> [To do] Nothing in the records may be changed; reproduce all of them.
(Records for the exercise)
PR #371, opened 2025-08-27
[yjjr0] iP

yjjr0:


src/main/java/yapbot/parser/Parser.java
```diff
@@ -0,0 +1,269 @@
...
+            UI.invalidFile();
+        }
+    }
+
+    /**
+     * Processes the CLI input by the specified command
+     *
+     * @param task the CLI input from the user
+     */
+    public static void setTask(String task) {
```
jvvvstin: Could a better variable name be used here instead of `task`? Maybe `input`?

src/main/java/yapbot/parser/Parser.java
```diff
@@ -0,0 +1,269 @@
...
+     * @return true if the task is marked, else false
+     */
+    public static boolean mark(String input) {
+        try {
+            int index = getTaskNumber(input);
+            Task task = TaskList.getTask(index);
+            task.mark();
+            System.out.println("     Nice! I've marked this task as done:\n" +
+                    "        " + task + "\n" +
+                    "____________________________________________________________");
```
jvvvstin: Perhaps the displaying of output could be printed by a different class like Ui? Could the Parser class return an output meaningful to the Ui class to be printed?

src/main/java/yapbot/parser/ParserTest.java
jvvvstin, line 1: Perhaps this test file should be nested in src/test/java/yapbot/parser/ instead of its current directory

src/main/java/yapbot/taskmanager/DateTime.java
```diff
@@ -0,0 +1,61 @@
+package yapbot.taskmanager;
+
+import yapbot.ui.UI;
+
+import java.time.LocalDate;
+import java.time.Month;
+import java.time.format.DateTimeParseException;
+
```
jvvvstin, line 8: I like that you created a utility class to handle date time formatting. Perhaps you could add a header comment to this class so that others would be able to tell what this class does.

src/main/java/yapbot/taskmanager/EventTask.java
```diff
@@ -0,0 +1,21 @@
+package yapbot.taskmanager;
+
+public class EventTask extends Task {
+    private String startDateTime;
+    private String endDateTime;
```
jvvvstin: Any reason why these fields are of String type when the deadline field in DeadlineTask class is of LocalDate type?

jvvvstin (commented):
Overall, I found your code easy to read for the most part. I noted a few coding standard violations. Also, some of the classes are getting quite long, and perhaps you could consider splitting them into smaller classes if it is logical to do so.

src/main/java/yapbot/parser/Parser.java
balkinaveen: yep, i was thinking of suggesting this as well. Perhaps printing by a different class like Ui can help to reduce code duplication?

src/main/java/yapbot/ui/UI.java
```diff
@@ -0,0 +1,148 @@
+package yapbot.ui;
+
+public class UI
+{
```
balkinaveen: LGTM, I like how you have segregated and formatted the different UI messages.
(End Records for the exercise)
> [Exercise output]
PR #371, opened 2025-08-27
[yjjr0] iP

yjjr0:


src/main/java/yapbot/parser/Parser.java
```diff
@@ -0,0 +1,269 @@
...
+            UI.invalidFile();
+        }
+    }
+
+    /**
+     * Processes the CLI input by the specified command
+     *
+     * @param task the CLI input from the user
+     */
+    public static void setTask(String task) {
```
jvvvstin: Could a better variable name be used here instead of `task`? Maybe `input`?

src/main/java/yapbot/parser/Parser.java
```diff
@@ -0,0 +1,269 @@
...
+     * @return true if the task is marked, else false
+     */
+    public static boolean mark(String input) {
+        try {
+            int index = getTaskNumber(input);
+            Task task = TaskList.getTask(index);
+            task.mark();
+            System.out.println("     Nice! I've marked this task as done:\n" +
+                    "        " + task + "\n" +
+                    "____________________________________________________________");
```
jvvvstin: Perhaps the displaying of output could be printed by a different class like Ui? Could the Parser class return an output meaningful to the Ui class to be printed?

src/main/java/yapbot/parser/ParserTest.java
jvvvstin, line 1: Perhaps this test file should be nested in src/test/java/yapbot/parser/ instead of its current directory

src/main/java/yapbot/taskmanager/DateTime.java
```diff
@@ -0,0 +1,61 @@
+package yapbot.taskmanager;
+
+import yapbot.ui.UI;
+
+import java.time.LocalDate;
+import java.time.Month;
+import java.time.format.DateTimeParseException;
+
```
jvvvstin, line 8: I like that you created a utility class to handle date time formatting. Perhaps you could add a header comment to this class so that others would be able to tell what this class does.

src/main/java/yapbot/taskmanager/EventTask.java
```diff
@@ -0,0 +1,21 @@
+package yapbot.taskmanager;
+
+public class EventTask extends Task {
+    private String startDateTime;
+    private String endDateTime;
```
jvvvstin: Any reason why these fields are of String type when the deadline field in DeadlineTask class is of LocalDate type?

jvvvstin (commented):
Overall, I found your code easy to read for the most part. I noted a few coding standard violations. Also, some of the classes are getting quite long, and perhaps you could consider splitting them into smaller classes if it is logical to do so.

src/main/java/yapbot/parser/Parser.java
balkinaveen: yep, i was thinking of suggesting this as well. Perhaps printing by a different class like Ui can help to reduce code duplication?

src/main/java/yapbot/ui/UI.java
```diff
@@ -0,0 +1,148 @@
+package yapbot.ui;
+
+public class UI
+{
```
balkinaveen: LGTM, I like how you have segregated and formatted the different UI messages.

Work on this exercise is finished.